*** DATA FOR PROCESSING Section Begins ***

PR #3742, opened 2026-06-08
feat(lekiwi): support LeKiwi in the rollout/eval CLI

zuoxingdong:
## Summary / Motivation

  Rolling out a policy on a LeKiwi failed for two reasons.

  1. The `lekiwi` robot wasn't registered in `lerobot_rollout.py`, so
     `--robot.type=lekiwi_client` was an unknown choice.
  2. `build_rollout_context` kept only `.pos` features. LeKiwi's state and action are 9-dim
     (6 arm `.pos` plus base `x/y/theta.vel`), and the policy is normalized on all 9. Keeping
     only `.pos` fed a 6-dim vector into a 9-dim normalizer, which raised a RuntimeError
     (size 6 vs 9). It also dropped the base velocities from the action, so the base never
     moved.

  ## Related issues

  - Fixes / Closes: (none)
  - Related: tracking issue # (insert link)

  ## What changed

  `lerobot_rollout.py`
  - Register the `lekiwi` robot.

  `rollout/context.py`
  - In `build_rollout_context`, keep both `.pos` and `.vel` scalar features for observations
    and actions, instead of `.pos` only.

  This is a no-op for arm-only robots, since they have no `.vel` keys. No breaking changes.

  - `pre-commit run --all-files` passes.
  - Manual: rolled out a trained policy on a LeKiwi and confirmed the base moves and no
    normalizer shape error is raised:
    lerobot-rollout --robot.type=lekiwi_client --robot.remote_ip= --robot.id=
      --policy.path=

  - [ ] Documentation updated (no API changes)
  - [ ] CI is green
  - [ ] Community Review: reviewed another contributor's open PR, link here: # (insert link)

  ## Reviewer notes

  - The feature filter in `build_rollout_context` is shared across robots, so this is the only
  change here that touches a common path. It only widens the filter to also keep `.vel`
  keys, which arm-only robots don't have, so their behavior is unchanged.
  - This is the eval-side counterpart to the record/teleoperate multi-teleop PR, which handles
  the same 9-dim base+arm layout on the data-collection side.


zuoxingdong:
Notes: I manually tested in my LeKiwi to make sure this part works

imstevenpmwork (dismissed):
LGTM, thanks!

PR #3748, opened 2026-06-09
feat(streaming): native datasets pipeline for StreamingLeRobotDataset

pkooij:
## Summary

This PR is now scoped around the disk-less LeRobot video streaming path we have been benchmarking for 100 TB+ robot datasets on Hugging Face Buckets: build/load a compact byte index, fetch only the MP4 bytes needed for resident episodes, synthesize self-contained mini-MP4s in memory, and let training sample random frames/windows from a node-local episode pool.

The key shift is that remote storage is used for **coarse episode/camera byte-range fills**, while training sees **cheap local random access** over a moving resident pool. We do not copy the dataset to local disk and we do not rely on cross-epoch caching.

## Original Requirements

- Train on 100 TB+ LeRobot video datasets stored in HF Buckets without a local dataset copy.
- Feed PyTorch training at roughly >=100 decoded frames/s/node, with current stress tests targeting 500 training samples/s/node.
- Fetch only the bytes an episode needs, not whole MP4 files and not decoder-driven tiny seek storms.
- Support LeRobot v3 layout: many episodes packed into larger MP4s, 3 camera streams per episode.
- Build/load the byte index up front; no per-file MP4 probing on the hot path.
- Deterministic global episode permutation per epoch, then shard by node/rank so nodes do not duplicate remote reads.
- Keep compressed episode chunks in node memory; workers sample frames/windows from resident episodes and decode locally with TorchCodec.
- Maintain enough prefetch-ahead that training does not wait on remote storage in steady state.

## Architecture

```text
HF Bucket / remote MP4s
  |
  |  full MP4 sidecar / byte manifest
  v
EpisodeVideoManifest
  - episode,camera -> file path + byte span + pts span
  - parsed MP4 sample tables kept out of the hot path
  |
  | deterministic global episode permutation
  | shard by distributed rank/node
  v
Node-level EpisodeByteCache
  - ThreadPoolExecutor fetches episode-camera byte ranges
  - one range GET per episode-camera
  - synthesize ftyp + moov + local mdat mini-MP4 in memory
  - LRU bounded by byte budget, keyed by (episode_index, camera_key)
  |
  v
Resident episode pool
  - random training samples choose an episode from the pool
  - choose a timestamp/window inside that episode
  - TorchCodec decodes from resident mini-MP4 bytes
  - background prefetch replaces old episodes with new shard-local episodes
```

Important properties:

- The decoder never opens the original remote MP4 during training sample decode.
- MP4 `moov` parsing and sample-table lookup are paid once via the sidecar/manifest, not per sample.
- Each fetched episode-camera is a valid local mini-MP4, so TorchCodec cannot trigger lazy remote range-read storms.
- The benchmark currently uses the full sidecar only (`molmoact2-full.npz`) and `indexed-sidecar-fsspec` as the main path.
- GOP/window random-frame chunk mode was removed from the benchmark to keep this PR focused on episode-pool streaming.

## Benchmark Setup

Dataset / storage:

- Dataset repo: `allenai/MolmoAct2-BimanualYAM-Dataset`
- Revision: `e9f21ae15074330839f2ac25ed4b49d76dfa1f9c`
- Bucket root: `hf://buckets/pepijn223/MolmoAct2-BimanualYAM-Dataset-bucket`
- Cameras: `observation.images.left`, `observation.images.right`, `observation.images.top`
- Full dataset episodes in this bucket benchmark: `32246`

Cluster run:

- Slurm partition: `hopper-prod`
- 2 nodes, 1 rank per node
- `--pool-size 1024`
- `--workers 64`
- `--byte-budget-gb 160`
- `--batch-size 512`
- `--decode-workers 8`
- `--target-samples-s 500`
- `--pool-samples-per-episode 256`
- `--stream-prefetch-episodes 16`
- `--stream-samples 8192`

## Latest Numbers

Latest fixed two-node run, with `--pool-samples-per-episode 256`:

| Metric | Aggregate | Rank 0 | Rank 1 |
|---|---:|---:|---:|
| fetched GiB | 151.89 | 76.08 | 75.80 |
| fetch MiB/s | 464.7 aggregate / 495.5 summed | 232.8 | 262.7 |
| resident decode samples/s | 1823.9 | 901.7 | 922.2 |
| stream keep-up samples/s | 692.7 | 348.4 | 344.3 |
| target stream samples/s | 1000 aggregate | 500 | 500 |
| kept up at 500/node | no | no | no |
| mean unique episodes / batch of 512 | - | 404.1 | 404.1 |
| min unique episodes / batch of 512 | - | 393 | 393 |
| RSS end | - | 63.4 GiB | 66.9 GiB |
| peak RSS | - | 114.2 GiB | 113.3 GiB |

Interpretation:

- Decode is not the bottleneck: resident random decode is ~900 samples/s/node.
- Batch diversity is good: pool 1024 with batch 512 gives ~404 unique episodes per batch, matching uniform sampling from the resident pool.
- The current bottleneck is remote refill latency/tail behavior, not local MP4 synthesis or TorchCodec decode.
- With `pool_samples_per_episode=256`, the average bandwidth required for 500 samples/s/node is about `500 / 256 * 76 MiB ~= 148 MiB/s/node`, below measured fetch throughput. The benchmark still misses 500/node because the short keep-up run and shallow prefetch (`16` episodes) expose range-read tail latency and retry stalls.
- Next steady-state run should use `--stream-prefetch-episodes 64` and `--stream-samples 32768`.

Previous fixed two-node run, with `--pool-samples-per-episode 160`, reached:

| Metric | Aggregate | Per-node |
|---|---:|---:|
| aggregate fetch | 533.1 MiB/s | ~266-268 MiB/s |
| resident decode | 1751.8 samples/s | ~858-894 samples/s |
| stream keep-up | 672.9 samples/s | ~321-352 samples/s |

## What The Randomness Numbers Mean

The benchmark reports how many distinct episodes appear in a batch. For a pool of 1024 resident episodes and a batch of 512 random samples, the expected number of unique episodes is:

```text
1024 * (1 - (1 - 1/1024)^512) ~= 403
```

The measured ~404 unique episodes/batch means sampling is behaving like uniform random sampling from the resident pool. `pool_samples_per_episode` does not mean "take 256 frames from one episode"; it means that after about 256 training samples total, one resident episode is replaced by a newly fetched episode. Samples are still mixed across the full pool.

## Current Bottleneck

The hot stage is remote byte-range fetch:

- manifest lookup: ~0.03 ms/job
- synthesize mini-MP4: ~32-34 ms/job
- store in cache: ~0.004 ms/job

*** DATA FOR PROCESSING Section Ends ***

Begin with the first line of the records and reproduce each line as is, ending with the line that holds "and actions, instead".

ANSWER BOX —
PR #3742, opened 2026-06-08
feat(lekiwi): support LeKiwi in the rollout/eval CLI

zuoxingdong:
## Summary / Motivation

  Rolling out a policy on a LeKiwi failed for two reasons.

  1. The `lekiwi` robot wasn't registered in `lerobot_rollout.py`, so
     `--robot.type=lekiwi_client` was an unknown choice.
  2. `build_rollout_context` kept only `.pos` features. LeKiwi's state and action are 9-dim
     (6 arm `.pos` plus base `x/y/theta.vel`), and the policy is normalized on all 9. Keeping
     only `.pos` fed a 6-dim vector into a 9-dim normalizer, which raised a RuntimeError
     (size 6 vs 9). It also dropped the base velocities from the action, so the base never
     moved.

  ## Related issues

  - Fixes / Closes: (none)
  - Related: tracking issue # (insert link)

  ## What changed

  `lerobot_rollout.py`
  - Register the `lekiwi` robot.

  `rollout/context.py`
  - In `build_rollout_context`, keep both `.pos` and `.vel` scalar features for observations
    and actions, instead of `.pos` only.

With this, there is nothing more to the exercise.